Interesting. We generally have
pure x = IO (\ s -> (# s, x #))
IO m *> n = IO (\ s -> case m s of (# new_s, a #) -> unIO ((const n) a) new_s)
so
main = let loop () = IO (\s -> (# s, () #)) *> loop () in loop ()
====
let loop () = IO (\s -> case (\s' -> (# s', () #)) s of (# new_s, a #)
-> unIO ((const (loop ()) a) new_s) in loop ()
====
let loop () = IO (\s -> case (# s, () #) of (# new_s, a #) -> unIO
(loop ()) new_s) in loop ()
====
let loop () = IO (\s -> unIO (loop ()) s) in loop ()

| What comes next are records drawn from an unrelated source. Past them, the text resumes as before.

PR #10570, opened 2024-12-26
Upl

sjg20:
# Description

Changes to bring UPL in line with the spec and make it work with U-Boot

- [X] Breaking change?
- [ ] Includes tests?

## How This Was Tested

Using U-Boot branch 'upl' at sjg.u-boot.org

./scripts/build-qemu.sh -a x86 -w -u ~dev/edk2/Build/UefiPayloadPkgIA32/UniversalPayload.fit -rs

## Integration Instructions

N/A


UefiPayloadPkg/Tools/MkFitImage.py
```diff
@@ -54,6 +54,7 @@ def BuildConfNode(Fdt, ParentNode, MultiImage):
 
     Fdt.setprop(ConfNode1, 'require-fit', b'', 0)
     Fdt.setprop_str(ConfNode1, 'firmware', 'tianocore')
+    Fdt.setprop_str(ConfNode1, 'loadables', 'uefi-fv\0bds-fv')
```
benjamindoron, line 57: This is a good idea, but we should do it properly by iterating `MultiImage` in `BuildFitImage()` below

UefiPayloadPkg/UniversalPayloadBuild.py
```diff
@@ -130,10 +130,10 @@ def BuildUniversalPayload(Args):
     BuildDir     = os.path.join(os.environ['WORKSPACE'], os.path.normpath("Build/UefiPayloadPkg{}").format (Args.Arch))
     if Args.Arch == 'X64':
         BuildArch      = "X64"
-        FitArch        = "x86_64"
+        FitArch        = "i386"
```
benjamindoron, line 136: No, this is a coreboot-specific point. *coreboot* starts its payloads in 32-bit on x86, without condition on what coreboot is compiled as. So, coreboot will build UPL passing in `-a IA32`. EDK2-based Platform Init might call UPL already in long mode, or it might do a jump from their 32-bit PEI, to our 32-bit SEC, and let us do the mode switch.

U-Boot should build with `-a IA32` or `-a X64` depending on the bitness of the instructions right before you jump.

UefiPayloadPkg/Tools/MkFitImage.py
```diff
@@ -63,6 +63,7 @@ def BuildFvImageNode(Fdt, InfoHeader, ParentNode, DataOffset, DataSize, Descript
     Fdt.setprop_str(ParentNode, 'project', 'tianocore')
     Fdt.setprop_str(ParentNode, 'arch',Arch)
     Fdt.setprop_str(ParentNode, 'type', 'firmware')
+    Fdt.setprop_u64(ParentNode, 'load', InfoHeader.LoadAddr + DataOffset - InfoHeader.DataOffset)
```
benjamindoron, line 69: FVs aren't place-specific. Do we need a `load` property if we don't care?

UefiPayloadPkg/Tools/MkFitImage.py
benjamindoron, line 1: This is going to break PayloadLoaderPeim and coreboot. If the changes have to be made, I'll likely be making coreboot's, but please sync this with FitPayloadLoaderPeim. This is also getting hard to read, (well, harder, after what I did to `load`) and I'm not sure if we can avoid that

UefiPayloadPkg/Tools/MkFitImage.py
```diff
@@ -61,8 +61,11 @@ def BuildFvImageNode(Fdt, InfoHeader, ParentNode, DataOffset, DataSize, Descript
     Fdt.setprop_u32(ParentNode, 'data-offset', DataOffset)
     Fdt.setprop_str(ParentNode, 'compression', 'none')
     Fdt.setprop_str(ParentNode, 'project', 'tianocore')
-    Fdt.setprop_str(ParentNode, 'arch',Arch)
+    if InfoHeader.Arch is not None:
```
benjamindoron, line 64: Can this or the below ever be None? Also, arch's value is the same, as this is what the caller passed in

PR #10571, opened 2024-12-27
UefiPayloadPkg: Minor fixes

sjg20:
# Description

Here are a few fixes for Universal Payload (UPL) which are applicable to master, to help it work with U-Boot

These are brought in from my main PR[1], as that is still dependent on Benjamin Doron's work and cannot be reviewed yet.

- [ ] Breaking change?
- [ ] Impacts security?
- [ ] Includes tests?

## How This Was Tested

Using U-Boot branch 'upl' at sjg.u-boot.org

./scripts/build-qemu.sh -a x86 -w -u ~dev/edk2/Build/UefiPayloadPkgIA32/UniversalPayload.fit -rs

## Integration Instructions

N/A

[1] https://github.com/tianocore/edk2/pull/10570

### DIFF
--- a/UefiPayloadPkg/UniversalPayloadBuild.py
+++ b/UefiPayloadPkg/UniversalPayloadBuild.py
@@ -130,10 +130,10 @@ def BuildUniversalPayload(Args):
     BuildDir     = os.path.join(os.environ['WORKSPACE'], os.path.normpath("Build/UefiPayloadPkg{}").format (Args.Arch))
     if Args.Arch == 'X64':
         BuildArch      = "X64"
-        FitArch        = "x86_64"
+        FitArch        = "i386"
     elif Args.Arch == 'IA32':
         BuildArch      = "IA32 -a X64"
-        FitArch        = "x86"
+        FitArch        = "i386"
     elif Args.Arch == 'RISCV64':
         BuildArch      = "RISCV64"
         FitArch        = "RISCV64"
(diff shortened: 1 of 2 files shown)


UefiPayloadPkg/UniversalPayloadBuild.py
```diff
@@ -130,10 +130,10 @@ def BuildUniversalPayload(Args):
     BuildDir     = os.path.join(os.environ['WORKSPACE'], os.path.normpath("Build/UefiPayloadPkg{}").format (Args.Arch))
     if Args.Arch == 'X64':
         BuildArch      = "X64"
-        FitArch        = "x86_64"
+        FitArch        = "i386"
```
benjamindoron, line 133: As I said on the other change, this shouldn't be here. coreboot will call payloads in 32-bit mode no matter what, so coreboot will always pass `-a IA32` to the script

sjg20: UPL needs to work with other projects, though. The 'arch' property in UPL images indicates which architecture the image was built for. So if we have x86_64 here, U-Boot will happily boot it in 64-bit mode, thus causing a crash.

lgao4:
The first commit is the change in MdePkg. The commit message should be MdePkg: xxxx.

UefiPayloadPkg/UniversalPayloadBuild.py
benjamindoron: I don't understand how you're building UPL then. If you pass `-a X64` to the script, then the entrypoint image is a PE32+, which you should be calling in 64-bit mode. Therefore, it should say x86_64 here. If you pass `-a IA32`, the entrypoint is a PE32, which should be called in 32-bit mode. Of course, the FVs should always be x86_64 images (assuming x86). This still needs to be fixed, I see "IA32" and "X64" when I build UPL.

PR #10577, opened 2025-01-01
DynamicTablesPkg: Adds X64 FACS generator library

abdattar:
Adds a library to generate ACPI FACS table for X64.

Cc: Sami Mujawar <Sami.Mujawar@arm.com>
Cc: Pierre Gondois <pierre.gondois@arm.com>

# Description

Adds X64 generator library for creating ACPI FACS table.

- [ ] Breaking change?
- [ ] Impacts security?
- [ ] Includes tests?

## How This Was Tested
Tested on AMD platform.

## Integration Instructions
N/A

### DIFF
--- a/DynamicTablesPkg/Include/X64NameSpaceObjects.h
+++ b/DynamicTablesPkg/Include/X64NameSpaceObjects.h
@@ -2,7 +2,7 @@
 
   Defines the X64 Namespace Object.
 
-  Copyright (C) 2024 Advanced Micro Devices, Inc. All rights reserved.
+  Copyright (C) 2024 - 2025 Advanced Micro Devices, Inc. All rights reserved.
 
   SPDX-License-Identifier: BSD-2-Clause-Patent
 
@@ -50,7 +50,8 @@ typedef enum X64ObjectID {
   EX64ObjIoApicInfo,             ///< 14 - IO APIC info
   EX64ObjIntrSourceOverrideInfo, ///< 15 - Interrupt Source Override info
   EX64ObjLocalApicX2ApicNmiInfo, ///< 16 - Local APIC and X2APIC NMI info
-  EX64ObjMax                     ///< 17 - Maximum Object ID
+  EX64ObjFacsInfo,               ///< 17 - FACS info
+  EX64ObjMax                     ///< 18 - Maximum Object ID
 } EX64_OBJECT_ID;
 
 /** A structure that describes the
@@ -264,6 +265,18 @@ typedef struct CmX64LocalApicX2ApicNmiInfo {
   UINT32    AcpiProcessorUid;
   UINT8     LocalApicLint;
 } CM_X64_LOCAL_APIC_X2APIC_NMI_INFO;
+
+/**
+  A structure that describes the FACS information.
+
+  ID: EX64ObjFacsInfo
+*/
+typedef struct CmX64FacsInfo {
+  UINT32    FirmwareWakingVector;
+  UINT32    Flags;
+  UINT64    XFirmwareWakingVector;
+  UINT32    OspmFlags;
+} CM_X64_FACS_INFO;
 
 #pragma pack()
 #endif // X64_NAMESPACE_OBJECTS_H_
--- a/DynamicTablesPkg/Library/Acpi/X64/AcpiFacsLib/FacsGenerator.c
+++ b/DynamicTablesPkg/Library/Acpi/X64/AcpiFacsLib/FacsGenerator.c
@@ -1,0 +1,465 @@
+/** @file
+
+  Generate ACPI FACS table for AMD platforms.
+
+  Copyright (C) 2025 Advanced Micro Devices, Inc. All rights reserved.
+
+  SPDX-License-Identifier BSD-2-Clause-Patent
+**/
+
+#include <AcpiTableGenerator.h>
+#include <ConfigurationManagerHelper.h>
+#include <ConfigurationManagerObject.h>
+#include <Library/DebugLib.h>
+#include <Library/TableHelperLib.h>
+#include <Protocol/AcpiTable.h>
+#include <Protocol/ConfigurationManagerProtocol.h>
+#include <X64NameSpaceObjects.h>
+#include <Library/UefiBootServicesTableLib.h>
+#include <Library/UefiLib.h>
+#include <Library/BaseMemoryLib.h>
+
+/** This macro expands to a function that retrieves the
+    FACS information from the Configuration Manager.
+*/
+GET_OBJECT_LIST (
+  EObjNameSpaceX64,
+  EX64ObjFacsInfo,
+  CM_X64_FACS_INFO
+  );
+
+/** The ACPI FACS Table.
+*/
+STATIC
+EFI_ACPI_6_5_FIRMWARE_ACPI_CONTROL_STRUCTURE  AcpiFacs = {
+  EFI_ACPI_6_5_FIRMWARE_ACPI_CONTROL_STRUCTURE_SIGNATURE,
+  // Length
+  sizeof (EFI_ACPI_6_5_FIRMWARE_ACPI_CONTROL_STRUCTURE),
+  // Hardware Signature
+  0,
+  // Firmware Waking Vector
+  0,
+  // Global Lock
+  0,
+  // Flags
+  0,
+  // XFirmware Waking Vector
+  0,
+  // Version
+  0,
+  // Reserved0
+  { 0,                                                   0,  0 },
+  // OSPM Flags
+  0,
+  // Reserved1
+  {
+    0,                                                   0,  0, 0, 0, 0, 0, 0,
+    0,                                                   0,  0, 0, 0, 0, 0, 0,
+    0,                                                   0,  0, 0, 0, 0, 0, 0
+  }
+};
+
+/**
+  Update the hardware signature in the FACS table.
+**/
+VOID
+AcpiFacsUpdateHardwareSignature (
+  VOID
+  )
+{
+  EFI_ACPI_6_5_FIRMWARE_ACPI_CONTROL_STRUCTURE  *Facs;
+  EFI_ACPI_6_5_FIXED_ACPI_DESCRIPTION_TABLE     *Fadt;
+  EFI_ACPI_6_5_ROOT_SYSTEM_DESCRIPTION_POINTER  *Rsdp;
+  EFI_ACPI_DESCRIPTION_HEADER                   *Table;
+  EFI_ACPI_DESCRIPTION_HEADER                   *Xsdt;
+  EFI_ACPI_DESCRIPTION_HEADER                   *Dsdt;
+  EFI_STATUS                                    Status;
+  UINT32                                        CollectedCrc[2];
+  UINT32                                        ComputedCrc;
+  UINT32                                        TableCount;
+  UINT64                                        XsdtTablePtr;
+  UINTN                                         Index;
+  UINTN                                         XsdtPtr;
+
+  DEBUG ((DEBUG_INFO, "Updating hardware signature in FACS Table.\n"));
+
+  Facs   = NULL;
+  Fadt   = NULL;
+  Dsdt   = NULL;
+  Status = EfiGetSystemConfigurationTable (&gEfiAcpiTableGuid, (VOID **)&Rsdp);
+  if (EFI_ERROR (Status)) {
+    DEBUG ((DEBUG_ERROR, "Failed to get RSDP. Status(%r)\n", Status));
+    ASSERT_EFI_ERROR (Status);
+    return;
+  }
+
+  if (  (Rsdp->Revision >= EFI_ACPI_2_0_ROOT_SYSTEM_DESCRIPTION_POINTER_REVISION)
+     && (Rsdp->XsdtAddress != 0))
+  {
+    CollectedCrc[0] = Rsdp->ExtendedChecksum;
+    Xsdt            = (EFI_ACPI_DESCRIPTION_HEADER *)(UINTN)Rsdp->XsdtAddress;
+    CollectedCrc[1] = Xsdt->Checksum;
+    gBS->CalculateCrc32 (
+           (UINT8 *)CollectedCrc,
+           ARRAY_SIZE (CollectedCrc),
+           &ComputedCrc
+           );
+    CollectedCrc[0] = ComputedCrc;
+
+    TableCount = (Xsdt->Length - sizeof (EFI_ACPI_DESCRIPTION_HEADER)) / sizeof (UINT64);
+    XsdtPtr    = (UINTN)(Xsdt + 1);
+    for (Index = 0; Index < TableCount; Index++) {
+      CopyMem (
+        &XsdtTablePtr,
+        (VOID *)(XsdtPtr + Index * sizeof (UINT64)),
+        sizeof (UINT64)
+        );
+      Table = (EFI_ACPI_DESCRIPTION_HEADER *)((UINTN)(XsdtTablePtr));
+      DEBUG ((
+        DEBUG_INFO,
+        "FACS: Collecting CRC of %c%c%c%c\n",
+        Table->Signature & 0xFF,
+        (Table->Signature >> 8) & 0xFF,
+        (Table->Signature >> 16) & 0xFF,
+        (Table->Signature >> 24) & 0xFF
+        ));
+      CollectedCrc[1] = Table->Checksum;
+      gBS->CalculateCrc32 (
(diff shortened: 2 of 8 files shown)


DynamicTablesPkg/Library/Acpi/X64/AcpiFacsLib/FacsGenerator.c
```diff
@@ -0,0 +1,430 @@
...
+             );
+      CollectedCrc[0] = ComputedCrc;
+    }
+  }
+
+  Facs = (EFI_ACPI_6_5_FIRMWARE_ACPI_CONTROL_STRUCTURE *)EfiLocateFirstAcpiTable (EFI_ACPI_6_5_FIRMWARE_ACPI_CONTROL_STRUCTURE_SIGNATURE);
+  if (Facs != NULL) {
+    /// Update FACS signature
+    Facs->HardwareSignature = ComputedCrc;
+  }
```
pierregondois, line 156: Maybe we should print an error message if there is no FACS table installed.

DynamicTablesPkg/Include/X64NameSpaceObjects.h
```diff
@@ -265,5 +266,19 @@ typedef struct CmX64LocalApicX2ApicNmiInfo {
...
 
+/**
+  A structure that describes the FACS information.
+
+  ID: EX64ObjFacsInfo
+*/
+typedef struct CmX64FacsInfo {
+  UINT32    HardwareSignature;
+  UINT32    FirmwareWakingVector;
+  UINT32    GlobalLock;
```
pierregondois, line 277: The global lock doesn't seem to be data or a pointer to a memory location. It seems that it is instead an area reserved to implement the global lock itself. Thus I don't think this field is necessary.

DynamicTablesPkg/Library/Acpi/X64/AcpiFacsLib/FacsGenerator.c
```diff
@@ -0,0 +1,430 @@
...
+      "ERROR: FACS: Failed to update table info. Status = %r\n",
+      Status
+      ));
+    return Status;
+  }
+
+  //
+  // Register notify function
+  //
+  Status = gBS->CreateEventEx (
```
pierregondois, line 327: @samimujawar 
What do you think about this ? The FACS table needs to have a `Hardware Signature` field allowing to identify if the ACPI tables have been modified while the firmware operated some modifications. If the ACPI tables were modified and the `Hardware Signature` has been modified, the OS should reboot.
The `Hardware Signature` used here is a CRC of all the ACPI tables.

An alternative would be to build/install the FACS last in:
DynamicTablesPkg/Drivers/DynamicTableManagerDxe/DynamicTableManagerDxe.c::ProcessAcpiTables()

DynamicTablesPkg/Library/Acpi/X64/AcpiFacsLib/FacsGenerator.c
```diff
@@ -0,0 +1,430 @@
...
+
+  CollectedCrc[0] = Rsdp->Checksum;
+  CollectedCrc[1] = Rsdp->ExtendedChecksum;
+  gBS->CalculateCrc32 (
+         (UINT8 *)CollectedCrc,
+         ARRAY_SIZE (CollectedCrc),
+         &ComputedCrc
+         );
+  CollectedCrc[0] = ComputedCrc;
+
```
pierregondois, line 101: I think there is also the FADT table also contains pointers to other ACPI tables: DSDT, FACS. Their CRC should also be taken into account and the `Hardware Signature` field of the FACS table should be ignored when computing the CRC.

DynamicTablesPkg/Include/X64NameSpaceObjects.h
```diff
@@ -265,5 +266,19 @@ typedef struct CmX64LocalApicX2ApicNmiInfo {
   UINT8     LocalApicLint;
 } CM_X64_LOCAL_APIC_X2APIC_NMI_INFO;
 
+/**
+  A structure that describes the FACS information.
+
+  ID: EX64ObjFacsInfo
+*/
+typedef struct CmX64FacsInfo {
+  UINT32    HardwareSignature;
```
pierregondois, line 275: If the `HardwareSignature` field is dynamically populated, it should not be possible to provided a static value I think.

DynamicTablesPkg/Library/Acpi/X64/AcpiFacsLib/FacsGenerator.c
```diff
@@ -0,0 +1,430 @@
...
+    0,                                                   0,  0, 0, 0, 0, 0, 0,
+    0,                                                   0,  0, 0, 0, 0, 0, 0
+  }
+};
+
+/**
+  Update the hardware signature in the FACS table.
+**/
+VOID
+AcpiFacsUpdateHardwareSignature (
```
pierregondois, line 66: FYIU, the `HardwareSignature` field allows to OS to check if the firmware modified the ACPI tables while the firmware was holding the global lock. However, I didn't find any example where the global lock is actually taken/released in edk2/edk2-platforms [1]. Thus I am wondering:
- Is it actually useful to compute the `HardwareSignature` as edk2 is not able to modify the signature anyway.
- If a module is modifying the `HardwareSignature` of the FACS table at runtime, then it is necessary to expose this function. Otherwise the code modifying the ACPI tables at runtime has no mean to indicate that the ACPI tables have changed.

[1] Cf. the suggested implementation to acquire/release the global lock in the ACPI spec at `5.2.10.1 Global Lock`.

DynamicTablesPkg/Library/Acpi/X64/AcpiFacsLib/FacsGenerator.c
```diff
@@ -0,0 +1,430 @@
...
+  DEBUG ((DEBUG_INFO, "Updating hardware signature in FACS Table.\n"));
+
+  Status = EfiGetSystemConfigurationTable (&gEfiAcpiTableGuid, (VOID **)&Rsdp);
+  if (EFI_ERROR (Status)) {
+    DEBUG ((DEBUG_ERROR, "Failed to get RSDP. Status(%r)\n", Status));
+    ASSERT_EFI_ERROR (Status);
+    return;
+  }
+
+  CollectedCrc[0] = Rsdp->Checksum;
```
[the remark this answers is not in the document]
abdattar: Ack. will remove unnecessary code.

DynamicTablesPkg/Library/Acpi/X64/AcpiFacsLib/FacsGenerator.c
```diff
@@ -0,0 +1,430 @@
...
+  } else if (Rsdp->RsdtAddress != 0) {
+    Rsdt = (EFI_ACPI_DESCRIPTION_HEADER *)(UINTN)Rsdp->RsdtAddress;
+    /// compute the CRC
+    CollectedCrc[1] = Rsdt->Checksum;
+    gBS->CalculateCrc32 ((UINT8 *)Rsdt, Rsdt->Length, &ComputedCrc);
+    CollectedCrc[0] = ComputedCrc;
+
+    TableCount = (Rsdt->Length - sizeof (EFI_ACPI_DESCRIPTION_HEADER)) / sizeof (UINT32);
+    RsdtPtr32  = (UINT32 *)(Rsdt + 1);
+    for (Index = 0; Index < TableCount; Index++, RsdtPtr32++) {
```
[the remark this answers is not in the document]
abdattar: Index is used to break the for loop.
You are right, most of the platform dont use RSDT, this part of code is to be in align with the spec.
This block of code or RSDT block of code will be executed only if RSDP version is less than 2, which in unlikely.

DynamicTablesPkg/Library/Acpi/X64/AcpiFacsLib/FacsGenerator.c
abdattar: Ack.

DynamicTablesPkg/Include/X64NameSpaceObjects.h
abdattar: Ack. will remove it.

DynamicTablesPkg/Library/Acpi/X64/AcpiFacsLib/FacsGenerator.c
abdattar: 1) Below loop will cover all the tables that are installed on the system.
    for (Index = 0; Index < TableCount; Index++) {
2) FACS table do not have CRC hence its ignore.
   Spec says the hardware signature should contains the CRC of the tables, Including FACS tables fields to CRC check will be extra. suppose(I am not sure about OS code) if OS also computes the checksum w.r.t to spec then there will mismatch.
Hence I think restricting to each table's CRC would be suffice.

DynamicTablesPkg/Library/Acpi/X64/AcpiFacsLib/FacsGenerator.c
abdattar: ProcessAcpiTables() is within the DynamicTables framework.
Its possible that platform can use other method to install/modify/remove acpi table.

DynamicTablesPkg/Library/Acpi/X64/AcpiFacsLib/FacsGenerator.c
abdattar: I dont know much about linux kernel, I can see usage of HardwareSignature

https://github.com/torvalds/linux/blob/master/drivers/acpi/sleep.c#L960

DynamicTablesPkg/Include/X64NameSpaceObjects.h
abdattar: The global lock is an ACPI memory region, and the platform configuration manager should supply the correct information. Therefore, I believe this field is necessary.

DynamicTablesPkg/Library/Acpi/X64/AcpiFacsLib/FacsGenerator.c
pierregondois: yes right indeed

DynamicTablesPkg/Library/Acpi/X64/AcpiFacsLib/FacsGenerator.c
pierregondois: 1- I m not sure the RSDT contains the pointers to all the tables. For instance I don't thing it contains a pointer to itself. Also, cf. `5.1 Overview of the System Description Table Architecture` and:
https://github.com/tianocore/edk2/blob/d51baa02a6f37b3aeb0b2e0772ca446831aca2d2/MdeModulePkg/Universal/Acpi/AcpiTableDxe/AcpiTableProtocol.c#L654 

2- Is it possible to point me to the section stating the `Hardware signature` should be a CRC ? I couldn't find it.

DynamicTablesPkg/Library/Acpi/X64/AcpiFacsLib/FacsGenerator.c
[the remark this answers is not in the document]
abdattar: it takes account of first table.
    **CollectedCrc[0] = Rsdp->ExtendedChecksum;   /// RSDP checksum**
    Xsdt            = (EFI_ACPI_DESCRIPTION_HEADER *)(UINTN)Rsdp->XsdtAddress;
    **CollectedCrc[1] = Xsdt->Checksum;  // first table checksum**
    gBS->CalculateCrc32 (
           (UINT8 *)CollectedCrc,
           ARRAY_SIZE (CollectedCrc),
           **&ComputedCrc /// final computation**
           );
    CollectedCrc[0] = ComputedCrc;
   
  Sure i will remove the support for RSDT.

DynamicTablesPkg/Include/X64NameSpaceObjects.h
abdattar: The Global Lock is a field in the ACPI FACS table. Without this field, the generation of the FACS table is not possible and its wrong.
 If it is not provided by the platform configuration manager, then FacsGenerator should supply it.
What value should the FacsGenerator provide for the Global Lock? I didnt fine any API or function which can give me global lock.
 Therefore, it is required to be provided by the configuration.

DynamicTablesPkg/Library/Acpi/X64/AcpiFacsLib/FacsGenerator.c
pierregondois: I think all the tables are available from the XSDT, except the DSDT and the FACS (and maybe SSDT tables). The DSDST/FACS tables are accessed through the FADT. The figure Fig. `5.2: Description Table Structures` illustrates how ACPI tables are organized.

5.2.11.1 Differentiated System Description Table (DSDT)

```
OSPM finds the pointer to the DSDT in the Fixed ACPI Description Table (using the FADT’s DSDT or X_DSDT fields) and then loads the DSDT to create the ACPI Namespace
```

5.2.10 Firmware ACPI Control Structure (FACS)

```
The FACS is passed to an ACPI-compatible OS using the FADT.
```

- Is it possible to check whether the loop in `AcpiFacsUpdateHardwareSignature()` enumerates the DSDT/FACS tables ?
- Ok understood for the CRC
- What I meant with the first comment is that when computing the CRC of the FACS table, the HardwareSignature field should be ignored, otherwise the HardwareSignature will change at each computation even though the tables didn't change.

E.g. if the HardwareSignature=0x11:
- We compute the CRC of all the ACPI tables, including the FACS.HardwareSignature field
- We obtain HardwareSignature2=0x55
- We re-compute the CRC of all the ACPI tables (the tables didn't change)
- We obtain HardwareSignature3=0x88. HardwareSignature3 != HardwareSignature2.
- This is because HardwareSignature3 was computed including HardwareSignature2 and HardwareSignature2 was computed including HardwareSignature1

DynamicTablesPkg/Include/X64NameSpaceObjects.h
abdattar: Done. Removed the GlobalLock from configuration manager.

DynamicTablesPkg/Library/Acpi/X64/AcpiFacsLib/FacsGenerator.c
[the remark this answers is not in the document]
abdattar: 1) Done.
Thank you for noticing the DSDT table; I have made the necessary changes to print the table signature and ensure the DSDT table is accounted for.
2) Removed the RSDT table support.

DynamicTablesPkg/Library/Acpi/X64/AcpiFacsLib/FacsGenerator.c
abdattar: @pierregondois, I did not include the FACS table in the CRC computation due to the fact that
   - it holds the CRC (checksum) values in its HardwareSignature field of all remaining tables and will always be updated.
   - Additionally, the FACS table does not have a CRC(checksum) field for its own table,
      Assuming the spec left it intentionally.
 Should I include the checksum of FACS table?

abdattar:
Hi @pierregondois ,
Thanks for the quick follow-up review.
I have made the necessary changes based on your feedback.
Please take a look at it again.
Thank you
AbduL

pierregondois:
Hello Abdul,
The following commit effectively takes into account the Dsdt and removes the global lock:
- https://github.com/tianocore/edk2/commit/30fec7c881ab9d3052298ea7897c21026790438a

But it doesn't seem to be the branch you pushed for the PR. Is it possible to check the branch you submitted ? Or maybe I did a mismanipulation

abdattar:
Sorry @pierregondois,
Looks like I have overwritten old "Facs" branch with new one with force push.
Not sure how I can revert to old branch, but i do have a copy of old branch on my local system.
Do you want me to push the old branch?
Thanks
AbduL

pierregondois:
> Sorry @pierregondois, Looks like I have overwritten old "Facs" branch with new one with force push. Not sure how I can revert to old branch, but i do have a copy of old branch on my local system. Do you want me to push the old branch? Thanks AbduL

Please submit the branch that you would like to be accepted. I cannot make comments on the old versions of the PR

abdattar:
Sorry for the inconvenience, I have pushed the correct branch with correct patch set.

pierregondois (approved):
Hi Adbul,
Thanks for the modifications !

abdattar:
Hi @pierregondois ,
Rebase and submitted the patch.
Thanks
AbduL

My only guess is that *somehow* this is getting memoized and expanding
under the lambda to
let loop () = IO (\s -> unIO (IO (\s -> unIO ......)) s) in loop ()
but I know nothing about GHCi internals, so that seems as weird to me
as it does to you.
On Fri, Nov 4, 2016 at 10:58 AM, Tom Ellis
On Fri, Nov 04, 2016 at 02:44:00PM +0000, Tom Ellis wrote:
Can anyone explain why this leaks space:
main :: IO () main = let loop () = return () *> loop () in loop ()
whilst this doesn't:
main :: IO () main = let loop = return () *> loop in loop
More strangely, the space leak only appears in ghci (and runhaskell). When compiled there is no such space leak.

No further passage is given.